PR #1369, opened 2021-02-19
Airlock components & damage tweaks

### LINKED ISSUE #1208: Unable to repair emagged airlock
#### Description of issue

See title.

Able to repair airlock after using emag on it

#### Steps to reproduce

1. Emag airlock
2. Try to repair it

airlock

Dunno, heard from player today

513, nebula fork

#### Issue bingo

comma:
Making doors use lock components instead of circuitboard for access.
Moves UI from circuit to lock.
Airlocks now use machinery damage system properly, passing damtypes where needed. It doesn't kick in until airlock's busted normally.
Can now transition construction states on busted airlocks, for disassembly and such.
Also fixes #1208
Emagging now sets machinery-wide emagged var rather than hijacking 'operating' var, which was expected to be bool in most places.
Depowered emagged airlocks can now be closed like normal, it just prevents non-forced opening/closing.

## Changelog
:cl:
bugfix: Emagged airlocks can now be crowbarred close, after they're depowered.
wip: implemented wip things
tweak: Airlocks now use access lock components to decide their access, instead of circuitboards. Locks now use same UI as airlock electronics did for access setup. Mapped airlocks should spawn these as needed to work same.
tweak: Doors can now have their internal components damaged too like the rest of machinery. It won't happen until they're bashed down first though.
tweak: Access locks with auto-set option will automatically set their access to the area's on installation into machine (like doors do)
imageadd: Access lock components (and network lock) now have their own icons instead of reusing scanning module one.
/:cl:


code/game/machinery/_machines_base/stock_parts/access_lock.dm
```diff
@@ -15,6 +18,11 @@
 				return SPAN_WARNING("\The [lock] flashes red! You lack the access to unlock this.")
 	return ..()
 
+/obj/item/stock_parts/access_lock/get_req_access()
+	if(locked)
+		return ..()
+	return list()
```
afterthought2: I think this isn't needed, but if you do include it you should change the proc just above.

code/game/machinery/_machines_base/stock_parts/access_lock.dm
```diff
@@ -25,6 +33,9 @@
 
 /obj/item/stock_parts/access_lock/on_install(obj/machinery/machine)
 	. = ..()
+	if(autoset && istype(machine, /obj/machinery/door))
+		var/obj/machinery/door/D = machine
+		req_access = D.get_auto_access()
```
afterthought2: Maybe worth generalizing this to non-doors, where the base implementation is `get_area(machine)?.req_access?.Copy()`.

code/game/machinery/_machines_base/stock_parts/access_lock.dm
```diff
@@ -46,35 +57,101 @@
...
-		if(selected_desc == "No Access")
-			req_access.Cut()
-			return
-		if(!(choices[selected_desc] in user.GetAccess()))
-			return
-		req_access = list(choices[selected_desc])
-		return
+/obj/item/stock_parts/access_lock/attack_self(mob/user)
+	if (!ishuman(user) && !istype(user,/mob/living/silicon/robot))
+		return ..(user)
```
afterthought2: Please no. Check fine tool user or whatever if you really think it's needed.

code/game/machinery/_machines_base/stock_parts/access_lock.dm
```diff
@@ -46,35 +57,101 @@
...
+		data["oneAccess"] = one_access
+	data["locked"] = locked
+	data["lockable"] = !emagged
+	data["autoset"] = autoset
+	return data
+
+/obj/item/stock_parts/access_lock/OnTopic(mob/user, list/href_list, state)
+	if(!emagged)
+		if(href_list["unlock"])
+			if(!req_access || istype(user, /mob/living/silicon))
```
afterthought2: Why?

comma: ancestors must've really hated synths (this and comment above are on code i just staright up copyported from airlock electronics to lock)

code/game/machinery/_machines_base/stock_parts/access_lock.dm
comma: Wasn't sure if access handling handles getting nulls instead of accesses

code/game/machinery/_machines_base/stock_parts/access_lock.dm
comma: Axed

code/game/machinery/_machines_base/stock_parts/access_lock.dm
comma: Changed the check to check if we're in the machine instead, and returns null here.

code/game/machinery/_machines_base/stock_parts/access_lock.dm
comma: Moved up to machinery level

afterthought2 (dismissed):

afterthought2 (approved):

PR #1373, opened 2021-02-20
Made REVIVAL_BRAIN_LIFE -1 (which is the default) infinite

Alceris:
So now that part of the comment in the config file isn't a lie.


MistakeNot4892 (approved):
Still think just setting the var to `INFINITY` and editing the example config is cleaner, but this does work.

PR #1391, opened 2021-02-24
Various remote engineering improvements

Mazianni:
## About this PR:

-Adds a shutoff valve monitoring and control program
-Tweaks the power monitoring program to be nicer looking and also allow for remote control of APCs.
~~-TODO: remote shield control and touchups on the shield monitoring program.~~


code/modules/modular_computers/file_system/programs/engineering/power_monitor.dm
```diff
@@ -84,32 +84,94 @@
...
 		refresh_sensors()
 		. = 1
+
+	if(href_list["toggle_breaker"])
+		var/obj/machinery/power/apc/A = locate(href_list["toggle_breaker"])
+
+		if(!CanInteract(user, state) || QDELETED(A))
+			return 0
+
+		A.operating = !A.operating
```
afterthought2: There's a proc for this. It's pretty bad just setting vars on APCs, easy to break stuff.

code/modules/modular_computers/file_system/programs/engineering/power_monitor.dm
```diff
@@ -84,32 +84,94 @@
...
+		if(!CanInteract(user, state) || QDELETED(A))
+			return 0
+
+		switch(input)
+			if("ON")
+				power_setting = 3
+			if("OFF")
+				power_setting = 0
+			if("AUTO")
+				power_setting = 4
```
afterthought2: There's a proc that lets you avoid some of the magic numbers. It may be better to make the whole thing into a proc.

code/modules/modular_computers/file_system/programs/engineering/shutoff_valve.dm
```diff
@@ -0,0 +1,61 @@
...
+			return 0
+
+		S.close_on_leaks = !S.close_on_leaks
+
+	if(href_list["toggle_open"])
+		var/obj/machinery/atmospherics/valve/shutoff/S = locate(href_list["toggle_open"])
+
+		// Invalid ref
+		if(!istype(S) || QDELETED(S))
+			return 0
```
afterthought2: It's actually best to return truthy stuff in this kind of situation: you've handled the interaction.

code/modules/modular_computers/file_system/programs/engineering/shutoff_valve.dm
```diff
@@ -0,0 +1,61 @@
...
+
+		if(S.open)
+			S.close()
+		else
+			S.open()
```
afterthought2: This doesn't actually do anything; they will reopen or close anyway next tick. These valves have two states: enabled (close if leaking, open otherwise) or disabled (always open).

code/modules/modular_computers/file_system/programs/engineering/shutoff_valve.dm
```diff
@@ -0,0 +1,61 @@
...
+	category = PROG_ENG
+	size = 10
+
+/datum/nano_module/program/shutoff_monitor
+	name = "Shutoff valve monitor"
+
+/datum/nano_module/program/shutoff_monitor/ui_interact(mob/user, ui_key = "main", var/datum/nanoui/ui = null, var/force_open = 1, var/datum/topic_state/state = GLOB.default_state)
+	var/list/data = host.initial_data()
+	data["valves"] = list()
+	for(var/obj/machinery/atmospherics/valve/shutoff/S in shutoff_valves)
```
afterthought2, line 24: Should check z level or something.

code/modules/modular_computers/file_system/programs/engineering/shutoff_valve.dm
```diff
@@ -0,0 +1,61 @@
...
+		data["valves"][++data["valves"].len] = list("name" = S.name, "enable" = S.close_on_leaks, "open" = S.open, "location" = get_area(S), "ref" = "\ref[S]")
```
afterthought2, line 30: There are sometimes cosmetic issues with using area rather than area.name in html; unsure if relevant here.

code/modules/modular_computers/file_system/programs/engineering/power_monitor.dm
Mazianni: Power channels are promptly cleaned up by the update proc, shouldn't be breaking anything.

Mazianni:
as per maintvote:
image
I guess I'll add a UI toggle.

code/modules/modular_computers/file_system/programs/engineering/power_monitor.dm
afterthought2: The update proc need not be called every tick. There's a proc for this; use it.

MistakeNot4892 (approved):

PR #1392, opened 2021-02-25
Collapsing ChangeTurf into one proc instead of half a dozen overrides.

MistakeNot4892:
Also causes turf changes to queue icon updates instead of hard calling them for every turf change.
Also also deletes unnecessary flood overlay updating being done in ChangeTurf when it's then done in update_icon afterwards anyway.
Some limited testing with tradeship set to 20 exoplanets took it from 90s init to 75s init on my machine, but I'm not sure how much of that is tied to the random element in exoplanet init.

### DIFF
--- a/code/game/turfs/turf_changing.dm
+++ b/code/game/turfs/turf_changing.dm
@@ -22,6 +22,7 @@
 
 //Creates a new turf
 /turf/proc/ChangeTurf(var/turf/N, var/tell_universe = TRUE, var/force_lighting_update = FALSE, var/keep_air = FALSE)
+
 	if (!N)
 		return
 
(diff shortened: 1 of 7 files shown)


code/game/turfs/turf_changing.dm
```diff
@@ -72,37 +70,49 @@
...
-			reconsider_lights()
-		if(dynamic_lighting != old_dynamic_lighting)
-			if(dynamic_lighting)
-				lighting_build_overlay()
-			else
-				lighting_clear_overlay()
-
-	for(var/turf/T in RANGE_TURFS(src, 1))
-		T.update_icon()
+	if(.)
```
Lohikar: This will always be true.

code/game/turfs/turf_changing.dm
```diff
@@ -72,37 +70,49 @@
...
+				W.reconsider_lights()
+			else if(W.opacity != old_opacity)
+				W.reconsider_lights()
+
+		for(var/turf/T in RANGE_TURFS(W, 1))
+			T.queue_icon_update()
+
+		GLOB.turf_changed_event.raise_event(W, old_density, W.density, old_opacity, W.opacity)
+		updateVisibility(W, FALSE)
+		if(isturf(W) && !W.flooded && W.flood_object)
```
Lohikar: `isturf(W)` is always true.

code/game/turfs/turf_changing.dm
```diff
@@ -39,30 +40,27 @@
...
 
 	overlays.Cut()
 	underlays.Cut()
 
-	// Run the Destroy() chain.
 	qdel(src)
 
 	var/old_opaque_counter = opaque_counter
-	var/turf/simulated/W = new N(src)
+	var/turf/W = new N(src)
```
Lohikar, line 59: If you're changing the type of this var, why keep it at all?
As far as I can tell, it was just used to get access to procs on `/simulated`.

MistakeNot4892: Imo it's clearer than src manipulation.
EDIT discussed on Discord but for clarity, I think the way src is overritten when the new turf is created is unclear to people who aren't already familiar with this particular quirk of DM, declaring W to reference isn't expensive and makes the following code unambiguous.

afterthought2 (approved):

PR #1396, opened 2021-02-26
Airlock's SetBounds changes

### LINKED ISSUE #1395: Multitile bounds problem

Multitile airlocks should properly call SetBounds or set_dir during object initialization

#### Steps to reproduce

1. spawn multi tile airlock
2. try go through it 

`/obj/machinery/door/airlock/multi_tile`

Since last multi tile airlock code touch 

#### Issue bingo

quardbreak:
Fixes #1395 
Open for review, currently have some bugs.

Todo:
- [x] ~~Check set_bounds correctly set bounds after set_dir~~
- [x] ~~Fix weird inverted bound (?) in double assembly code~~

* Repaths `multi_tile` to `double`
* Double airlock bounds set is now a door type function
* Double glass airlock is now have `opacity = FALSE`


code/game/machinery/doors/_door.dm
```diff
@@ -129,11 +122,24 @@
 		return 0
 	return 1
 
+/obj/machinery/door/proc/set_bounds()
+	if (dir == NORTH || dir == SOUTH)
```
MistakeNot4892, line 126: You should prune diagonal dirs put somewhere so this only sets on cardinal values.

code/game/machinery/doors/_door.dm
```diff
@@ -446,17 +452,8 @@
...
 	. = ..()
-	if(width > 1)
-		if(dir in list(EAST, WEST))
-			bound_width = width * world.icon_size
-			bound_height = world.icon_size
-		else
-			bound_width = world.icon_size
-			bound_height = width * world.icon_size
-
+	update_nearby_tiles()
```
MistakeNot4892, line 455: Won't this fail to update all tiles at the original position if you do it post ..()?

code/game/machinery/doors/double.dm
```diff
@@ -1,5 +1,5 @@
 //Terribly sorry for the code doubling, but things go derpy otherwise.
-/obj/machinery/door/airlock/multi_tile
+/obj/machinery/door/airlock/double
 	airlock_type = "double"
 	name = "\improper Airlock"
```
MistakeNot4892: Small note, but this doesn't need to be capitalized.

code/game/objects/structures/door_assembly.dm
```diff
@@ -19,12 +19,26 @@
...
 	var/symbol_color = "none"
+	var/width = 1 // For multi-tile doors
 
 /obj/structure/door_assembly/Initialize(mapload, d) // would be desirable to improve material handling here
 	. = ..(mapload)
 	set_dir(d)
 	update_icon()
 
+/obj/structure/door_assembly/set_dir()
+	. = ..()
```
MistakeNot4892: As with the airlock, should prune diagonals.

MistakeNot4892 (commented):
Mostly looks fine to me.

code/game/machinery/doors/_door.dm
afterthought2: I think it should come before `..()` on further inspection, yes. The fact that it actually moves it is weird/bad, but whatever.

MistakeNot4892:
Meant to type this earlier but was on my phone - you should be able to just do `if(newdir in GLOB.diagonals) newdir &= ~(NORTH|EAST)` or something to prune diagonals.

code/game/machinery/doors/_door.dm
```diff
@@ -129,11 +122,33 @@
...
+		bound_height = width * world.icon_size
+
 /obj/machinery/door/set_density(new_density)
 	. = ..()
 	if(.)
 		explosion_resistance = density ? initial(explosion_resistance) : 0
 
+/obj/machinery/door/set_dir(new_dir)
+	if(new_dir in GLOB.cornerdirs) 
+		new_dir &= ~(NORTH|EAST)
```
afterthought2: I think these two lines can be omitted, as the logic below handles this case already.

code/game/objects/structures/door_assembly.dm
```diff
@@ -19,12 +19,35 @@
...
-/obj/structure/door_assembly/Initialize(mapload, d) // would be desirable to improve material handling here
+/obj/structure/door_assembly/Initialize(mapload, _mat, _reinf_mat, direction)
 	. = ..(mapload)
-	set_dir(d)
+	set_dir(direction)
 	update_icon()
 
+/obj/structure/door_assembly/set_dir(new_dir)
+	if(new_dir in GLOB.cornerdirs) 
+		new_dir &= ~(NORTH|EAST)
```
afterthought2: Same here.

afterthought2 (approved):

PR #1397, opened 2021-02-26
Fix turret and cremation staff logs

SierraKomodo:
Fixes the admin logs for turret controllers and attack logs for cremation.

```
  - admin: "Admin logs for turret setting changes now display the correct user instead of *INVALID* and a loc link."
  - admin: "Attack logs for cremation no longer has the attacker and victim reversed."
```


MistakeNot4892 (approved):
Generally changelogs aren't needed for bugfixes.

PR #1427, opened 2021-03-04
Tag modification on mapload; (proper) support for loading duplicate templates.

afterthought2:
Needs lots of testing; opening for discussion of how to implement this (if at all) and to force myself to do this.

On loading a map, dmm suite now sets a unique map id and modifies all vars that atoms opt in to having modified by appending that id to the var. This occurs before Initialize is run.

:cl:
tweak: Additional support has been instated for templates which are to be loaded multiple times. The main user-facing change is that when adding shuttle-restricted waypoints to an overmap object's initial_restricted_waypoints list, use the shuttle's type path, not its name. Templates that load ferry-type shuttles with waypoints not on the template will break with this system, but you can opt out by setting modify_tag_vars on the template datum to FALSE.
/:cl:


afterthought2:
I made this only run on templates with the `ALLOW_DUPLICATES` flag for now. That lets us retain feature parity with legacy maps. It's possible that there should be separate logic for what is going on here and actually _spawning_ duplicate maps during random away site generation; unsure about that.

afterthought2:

☆ ☆ ☆ ☆ ☆ ☆ ☆

About this exercise: Transcribe only, please, the lines from the first line of the records through the line with "Emagging now sets". Both of those lines are included.

Answer below:
PR #1369, opened 2021-02-19
Airlock components & damage tweaks

### LINKED ISSUE #1208: Unable to repair emagged airlock
#### Description of issue

See title.

Able to repair airlock after using emag on it

#### Steps to reproduce

1. Emag airlock
2. Try to repair it

airlock

Dunno, heard from player today

513, nebula fork

#### Issue bingo

comma:
Making doors use lock components instead of circuitboard for access.
Moves UI from circuit to lock.
Airlocks now use machinery damage system properly, passing damtypes where needed. It doesn't kick in until airlock's busted normally.
Can now transition construction states on busted airlocks, for disassembly and such.
Also fixes #1208
Emagging now sets machinery-wide emagged var rather than hijacking 'operating' var, which was expected to be bool in most places.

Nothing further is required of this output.